# Task goal
From the line with "Looks good to" through the line with "### LINKED ISSUE", inclusive, return each line of the data below exactly and leave the rest out.

# Dataset excerpts
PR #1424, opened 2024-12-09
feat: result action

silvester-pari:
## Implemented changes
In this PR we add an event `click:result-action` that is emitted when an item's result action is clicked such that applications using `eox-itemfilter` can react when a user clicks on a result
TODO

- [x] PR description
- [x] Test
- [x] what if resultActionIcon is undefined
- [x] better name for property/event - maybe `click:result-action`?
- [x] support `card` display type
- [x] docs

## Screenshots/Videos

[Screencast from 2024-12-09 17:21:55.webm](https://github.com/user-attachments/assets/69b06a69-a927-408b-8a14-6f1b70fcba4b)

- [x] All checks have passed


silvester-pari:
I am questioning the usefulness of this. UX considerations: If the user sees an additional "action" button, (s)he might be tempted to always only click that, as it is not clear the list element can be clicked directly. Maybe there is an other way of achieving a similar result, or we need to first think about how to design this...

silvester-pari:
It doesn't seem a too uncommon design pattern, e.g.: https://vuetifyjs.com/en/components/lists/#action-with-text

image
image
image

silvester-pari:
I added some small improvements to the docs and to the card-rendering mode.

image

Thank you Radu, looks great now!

...

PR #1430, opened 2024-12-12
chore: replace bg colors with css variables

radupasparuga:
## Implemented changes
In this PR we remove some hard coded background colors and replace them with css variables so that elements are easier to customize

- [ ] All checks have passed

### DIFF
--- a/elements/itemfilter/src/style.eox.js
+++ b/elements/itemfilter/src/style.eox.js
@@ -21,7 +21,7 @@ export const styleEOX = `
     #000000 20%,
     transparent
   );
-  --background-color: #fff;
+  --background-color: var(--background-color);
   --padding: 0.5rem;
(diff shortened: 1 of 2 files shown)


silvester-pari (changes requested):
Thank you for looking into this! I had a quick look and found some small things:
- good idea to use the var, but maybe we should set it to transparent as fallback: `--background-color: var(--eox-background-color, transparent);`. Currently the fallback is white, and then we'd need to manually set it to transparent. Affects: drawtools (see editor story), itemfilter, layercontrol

==

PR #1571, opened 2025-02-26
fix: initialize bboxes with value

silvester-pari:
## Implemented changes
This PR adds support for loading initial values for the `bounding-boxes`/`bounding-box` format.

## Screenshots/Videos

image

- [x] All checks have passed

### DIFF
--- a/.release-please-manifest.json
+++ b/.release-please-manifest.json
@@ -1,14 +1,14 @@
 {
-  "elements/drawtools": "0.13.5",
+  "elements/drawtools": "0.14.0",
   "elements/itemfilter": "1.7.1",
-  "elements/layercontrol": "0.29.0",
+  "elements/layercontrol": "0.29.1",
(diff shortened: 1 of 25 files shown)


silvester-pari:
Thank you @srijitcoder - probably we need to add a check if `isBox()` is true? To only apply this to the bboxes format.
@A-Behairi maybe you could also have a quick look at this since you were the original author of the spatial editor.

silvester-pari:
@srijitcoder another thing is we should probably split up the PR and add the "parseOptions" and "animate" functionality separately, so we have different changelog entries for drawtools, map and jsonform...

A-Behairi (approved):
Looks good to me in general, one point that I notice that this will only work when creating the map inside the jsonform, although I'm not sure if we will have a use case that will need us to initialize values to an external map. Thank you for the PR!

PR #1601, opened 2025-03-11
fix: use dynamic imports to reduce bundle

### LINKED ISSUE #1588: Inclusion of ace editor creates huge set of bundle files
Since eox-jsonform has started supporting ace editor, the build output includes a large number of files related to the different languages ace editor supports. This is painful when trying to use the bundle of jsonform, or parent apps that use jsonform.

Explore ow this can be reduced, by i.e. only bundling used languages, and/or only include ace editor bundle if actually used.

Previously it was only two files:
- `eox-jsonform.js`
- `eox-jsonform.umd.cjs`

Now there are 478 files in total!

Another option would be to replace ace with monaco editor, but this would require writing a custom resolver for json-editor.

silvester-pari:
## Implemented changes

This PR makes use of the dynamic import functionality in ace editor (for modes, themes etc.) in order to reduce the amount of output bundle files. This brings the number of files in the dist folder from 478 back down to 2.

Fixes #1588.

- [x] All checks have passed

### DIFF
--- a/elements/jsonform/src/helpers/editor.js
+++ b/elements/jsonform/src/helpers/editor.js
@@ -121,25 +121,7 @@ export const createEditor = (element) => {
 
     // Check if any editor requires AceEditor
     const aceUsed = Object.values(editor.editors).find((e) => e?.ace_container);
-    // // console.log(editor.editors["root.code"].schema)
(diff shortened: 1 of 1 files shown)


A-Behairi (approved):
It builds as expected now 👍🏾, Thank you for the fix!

# Response area
Looks good to me in general, one point that I notice that this will only work when creating the map inside the jsonform, although I'm not sure if we will have a use case that will need us to initialize values to an external map. Thank you for the PR!

PR #1601, opened 2025-03-11
fix: use dynamic imports to reduce bundle

### LINKED ISSUE #1588: Inclusion of ace editor creates huge set of bundle files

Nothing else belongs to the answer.